Wherever a line holds the word "https", copy that line from the data.

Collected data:

──────────

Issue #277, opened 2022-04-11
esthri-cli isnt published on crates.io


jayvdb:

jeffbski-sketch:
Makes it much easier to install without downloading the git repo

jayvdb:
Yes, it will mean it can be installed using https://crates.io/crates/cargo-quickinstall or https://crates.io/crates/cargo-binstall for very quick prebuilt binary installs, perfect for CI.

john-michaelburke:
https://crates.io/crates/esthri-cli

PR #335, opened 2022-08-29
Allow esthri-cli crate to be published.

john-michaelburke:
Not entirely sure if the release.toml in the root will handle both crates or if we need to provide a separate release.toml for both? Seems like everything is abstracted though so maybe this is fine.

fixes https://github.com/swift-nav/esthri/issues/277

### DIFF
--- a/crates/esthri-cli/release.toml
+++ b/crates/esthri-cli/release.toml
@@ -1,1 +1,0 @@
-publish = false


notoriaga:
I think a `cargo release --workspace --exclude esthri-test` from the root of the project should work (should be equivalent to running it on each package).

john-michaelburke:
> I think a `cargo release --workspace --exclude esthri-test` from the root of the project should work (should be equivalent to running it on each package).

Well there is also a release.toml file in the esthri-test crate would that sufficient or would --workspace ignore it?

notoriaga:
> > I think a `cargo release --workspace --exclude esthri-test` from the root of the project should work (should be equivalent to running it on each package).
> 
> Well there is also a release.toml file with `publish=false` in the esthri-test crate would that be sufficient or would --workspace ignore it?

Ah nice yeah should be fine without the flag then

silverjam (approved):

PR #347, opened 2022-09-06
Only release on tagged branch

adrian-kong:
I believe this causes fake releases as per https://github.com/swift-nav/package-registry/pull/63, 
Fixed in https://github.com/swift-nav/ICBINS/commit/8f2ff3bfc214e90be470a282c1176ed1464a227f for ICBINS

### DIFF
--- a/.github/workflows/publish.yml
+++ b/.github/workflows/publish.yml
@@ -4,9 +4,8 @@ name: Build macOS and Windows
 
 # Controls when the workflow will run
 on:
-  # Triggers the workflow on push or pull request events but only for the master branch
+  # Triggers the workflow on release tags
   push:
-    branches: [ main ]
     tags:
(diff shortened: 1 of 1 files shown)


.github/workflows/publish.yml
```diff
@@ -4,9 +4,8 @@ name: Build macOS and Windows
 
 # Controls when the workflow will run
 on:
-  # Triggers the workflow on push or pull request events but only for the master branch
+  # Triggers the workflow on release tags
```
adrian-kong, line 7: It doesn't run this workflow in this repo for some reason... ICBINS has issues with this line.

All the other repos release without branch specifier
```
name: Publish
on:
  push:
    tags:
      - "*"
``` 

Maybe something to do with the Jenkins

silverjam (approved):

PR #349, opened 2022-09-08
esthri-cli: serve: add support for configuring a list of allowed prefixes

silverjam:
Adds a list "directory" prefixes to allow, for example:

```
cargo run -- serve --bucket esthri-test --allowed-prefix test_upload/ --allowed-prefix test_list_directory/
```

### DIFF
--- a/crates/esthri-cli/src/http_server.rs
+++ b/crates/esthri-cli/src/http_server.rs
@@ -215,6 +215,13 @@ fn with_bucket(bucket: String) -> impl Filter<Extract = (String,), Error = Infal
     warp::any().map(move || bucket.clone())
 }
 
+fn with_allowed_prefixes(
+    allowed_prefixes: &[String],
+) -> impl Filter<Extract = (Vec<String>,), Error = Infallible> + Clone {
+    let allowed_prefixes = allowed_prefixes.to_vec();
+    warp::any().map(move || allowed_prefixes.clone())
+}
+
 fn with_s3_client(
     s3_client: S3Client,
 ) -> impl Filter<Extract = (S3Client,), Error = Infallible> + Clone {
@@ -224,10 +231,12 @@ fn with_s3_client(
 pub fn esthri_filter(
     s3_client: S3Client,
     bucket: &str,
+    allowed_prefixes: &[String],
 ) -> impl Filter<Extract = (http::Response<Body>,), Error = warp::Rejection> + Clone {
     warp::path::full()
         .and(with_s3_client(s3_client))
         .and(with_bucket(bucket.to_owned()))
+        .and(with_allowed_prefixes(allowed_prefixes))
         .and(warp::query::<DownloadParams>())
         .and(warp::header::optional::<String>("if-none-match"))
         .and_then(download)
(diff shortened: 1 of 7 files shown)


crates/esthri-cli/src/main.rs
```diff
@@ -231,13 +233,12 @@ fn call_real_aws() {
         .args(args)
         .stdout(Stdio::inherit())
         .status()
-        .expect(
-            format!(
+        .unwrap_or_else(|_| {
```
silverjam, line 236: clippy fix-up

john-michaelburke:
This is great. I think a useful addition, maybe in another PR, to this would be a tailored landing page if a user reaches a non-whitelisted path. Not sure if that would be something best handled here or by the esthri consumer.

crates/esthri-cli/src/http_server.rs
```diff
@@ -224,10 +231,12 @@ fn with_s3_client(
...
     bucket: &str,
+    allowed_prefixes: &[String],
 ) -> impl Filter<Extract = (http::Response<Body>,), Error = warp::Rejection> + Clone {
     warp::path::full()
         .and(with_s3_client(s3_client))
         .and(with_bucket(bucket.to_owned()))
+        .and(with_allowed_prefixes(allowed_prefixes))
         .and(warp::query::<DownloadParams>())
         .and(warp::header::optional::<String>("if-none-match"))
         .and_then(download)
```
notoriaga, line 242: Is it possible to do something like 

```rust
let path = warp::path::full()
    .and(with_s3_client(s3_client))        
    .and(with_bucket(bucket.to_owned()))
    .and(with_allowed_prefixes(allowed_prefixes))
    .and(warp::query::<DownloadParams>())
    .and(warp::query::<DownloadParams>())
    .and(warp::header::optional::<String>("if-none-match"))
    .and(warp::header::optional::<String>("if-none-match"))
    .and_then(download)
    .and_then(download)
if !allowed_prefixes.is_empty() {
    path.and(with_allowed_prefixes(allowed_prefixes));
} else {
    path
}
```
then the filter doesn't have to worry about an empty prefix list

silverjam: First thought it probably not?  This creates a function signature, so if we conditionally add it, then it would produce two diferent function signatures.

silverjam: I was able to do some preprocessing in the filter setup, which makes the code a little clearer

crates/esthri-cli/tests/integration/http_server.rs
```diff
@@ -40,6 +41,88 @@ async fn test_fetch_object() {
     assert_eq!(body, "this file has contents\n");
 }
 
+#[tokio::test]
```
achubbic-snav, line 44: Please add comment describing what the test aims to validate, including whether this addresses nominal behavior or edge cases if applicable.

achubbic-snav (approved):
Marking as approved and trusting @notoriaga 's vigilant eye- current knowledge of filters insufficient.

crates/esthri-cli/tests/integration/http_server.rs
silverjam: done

──────────

[Solution to the exercise]:
Yes, it will mean it can be installed using https://crates.io/crates/cargo-quickinstall or https://crates.io/crates/cargo-binstall for very quick prebuilt binary installs, perfect for CI.
https://crates.io/crates/esthri-cli
fixes https://github.com/swift-nav/esthri/issues/277
I believe this causes fake releases as per https://github.com/swift-nav/package-registry/pull/63, 
Fixed in https://github.com/swift-nav/ICBINS/commit/8f2ff3bfc214e90be470a282c1176ed1464a227f for ICBINS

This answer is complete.